### INFORMATION SUPPLIED

┄┄┄┄┄┄┄┄┄┄┄┄┄┄┄┄┄┄┄┄

PR #539, opened 2015-05-21
Deprecated config

d0ugal:


waylan:
Why are you passing the key to the run_validation method? Seems unnecessary to me. The only value I perceive is for using in warning messages. But why not do the same as with errors [here]? The key is known there. No need to pass it around so much and muddy of the API.

[here]: https://github.com/mkdocs/mkdocs/blob/master/mkdocs/config/base.py#L49

d0ugal:
@waylan Fair point, fixed that. I think it is looking much better now.

waylan:
Yes, looking much better.

PR #542, opened 2015-05-21
Unicode files

d0ugal:


mkdocs/tests/integration.py
```diff
@@ -14,79 +14,39 @@
...
+        command = ['mkdocs', 'build', '--site-dir', out, '--theme', theme]
+        subprocess.check_call(command, cwd=project_dir)
+
+    for project in os.listdir(TEST_PROJECTS):
 
-        run_build(theme, output, config_file, quiet)
+        project_dir = os.path.join(TEST_PROJECTS, project)
+        out = os.path.join(output, project)
+        command = ['mkdocs', 'build', '--site-dir', out]
+        subprocess.check_call(command, cwd=project_dir)
```
d0ugal: This is where I ran into #543. Otherwise whatever config I specified, it build the MkDocs documentation as I was at the root of the repo.

PR #375, opened 2015-03-25
Add copyright footer to base.html

lbenet:
Add copyright notice and note that the documentation was built using MkDocs,  on the footer, following
the model of mkdocs theme

PR #549, opened 2015-05-23
Add (centered) copyright footer Bootstrap and Bootswatch themes

lbenet:
This also includes a note that the documentation was built with MkDocs

This is related with a suggestion in #375


d0ugal:
Thanks!

Issue #554, opened 2015-05-25
Update ReadTheDocs to use latest MkDocs


d0ugal:
This is really an upstream issue, but I want to track it here for downstream users.

d0ugal:
readthedocs.org is currently running `0.11.1` this means that they are [missing all of these lovely commits](https://github.com/mkdocs/mkdocs/compare/0.11.1...master) which is roughly half of the MkDocs git history (based on number of commits).

d0ugal:
After I roll a 0.13.0 release in the next few days I will be working on updating readthedocs to use it, currently there are problems due to the theme customisations they make.

ericholscher:
:+1: Happy to merge & deploy the new version when it's ready.

d0ugal:
@ericholscher Thanks! Can we define what blocks are needed from themes so they work on ReadTheDocs? See https://github.com/mkdocs/mkdocs/issues/355 and https://github.com/rtfd/readthedocs.org/issues/978#issuecomment-62574931. I want to add blocks and reduce the duplication of the theme that you guys have - this should then reduce the risk of us breaking something if you only inject into small defined areas. We can then document that and add support in other themes.

d0ugal:
See https://github.com/rtfd/readthedocs.org/pull/1305

d0ugal:
This just landed in ReadTheDocs! w00t!

deejay1:
Seems like this has regressed in the latest master...

d0ugal:
@deejay1 What has?

deejay1:
@d0ugal mkdocs documents have problems with links not having trailing slashed and resulting in having "somedirectoryindex.html" in them

d0ugal:
@deejay1 That sounds unrelated to this issue - can you open a new one with an example? It might be that this is a problem with RTD itself and it needs to be reported upstream (we have not changed anything lately)

deejay1:
@d0ugal Ah sorry, got a bit confused with the links back and forth on that issue and commented on the wrong project :/

PR #569, opened 2015-05-28
Ensure all errors and warnings are logged before exiting.

### LINKED ISSUE #536: Improve error/warning handling in Config
While working on moving the markdown extension handling to the config, I noticed a few oddities with how errors and warnings are handled within the config. And taking a closer look at the code I see even more. I could just do a PR, but wanted some feedback on where you want to take this.

1.  I noticed that you need to hardcode the config key into any warnings (see this [example][1]) . This is bad as the same ConfigOption class could be used for more than one key (for example, if the Type or URL types raised a warning). `base.Config._validate` does the right thing with errors and uses the current key (see [L51][2]). The same thing should happen for errors two lines above.

2. Why don't warnings actually use warnings? Why not follow the pattern used for errors and define a `ValidationWarning` which subclasses [`warnings.Warning`][3]. Then within the code call `raise ValidationWarning('some message...')` and in `base.Config._validate` add a catch for warnings in addition to the current catch for errors. Using the same API for both warnings and errors seems more sensible to me (and easier to remember).

3. Why are the errors being obscured? Only the message from the error is saved (see [L51][2]) and then later a new error is raised (see [L148][4]). Wouldn't it be better if the errors themselves were saved and re-raised? It would certainly help with debugging. Yes, I realize that if multiple errors were raised, only one could get re-raised. Not sure what the best solution is here for errors. Maybe log all the errors and then raise the first one? At least that way the user can work through them one at a time if the traceback is needed to figure out what went wrong.

[1]: https://github.com/mkdocs/mkdocs/blob/master/mkdocs/config/config_options.py#L224
[2]: https://github.com/mkdocs/mkdocs/blob/master/mkdocs/config/base.py#L51
[3]: https://docs.python.org/2/library/exceptions.html#exceptions.Warning
[4]: https://github.com/mkdocs/mkdocs/blob/master/mkdocs/config/base.py#L148

waylan:
Also ensure all debug messages are logged. And exit without
creating a new, unhelpful traceback by raising SystemExit.
Note that `sys.exit` raises SystemExit. However, by raising it
explicitly, we can also output a helpful explaination of why
the program exited. The program exists with an exit code of 1
to indicate is failed.

Fixes #536.

### DIFF
--- a/mkdocs/cli.py
+++ b/mkdocs/cli.py
@@ -10,6 +10,7 @@ from mkdocs import gh_deploy
 from mkdocs import new
 from mkdocs import serve
 from mkdocs import utils
+from mkdocs import exceptions
 from mkdocs.config import load_config
 
 log = logging.getLogger(__name__)
@@ -71,13 +72,17 @@ def serve_command(dev_addr, config_file, strict, theme, livereload):
 
     logging.getLogger('tornado').setLevel(logging.WARNING)
 
-    serve.serve(
-        config_file=config_file,
-        dev_addr=dev_addr,
-        strict=strict,
-        theme=theme,
-        livereload=livereload,
-    )
+    try:
+        serve.serve(
+            config_file=config_file,
+            dev_addr=dev_addr,
+            strict=strict,
+            theme=theme,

┄┄┄┄┄┄┄┄┄┄┄┄┄┄┄┄┄┄┄┄

### WHAT IS BEING ASKED
Copy whichever lines above contain the string "messages".

### ANSWER BOX
Why are you passing the key to the run_validation method? Seems unnecessary to me. The only value I perceive is for using in warning messages. But why not do the same as with errors [here]? The key is known there. No need to pass it around so much and muddy of the API.
Also ensure all debug messages are logged. And exit without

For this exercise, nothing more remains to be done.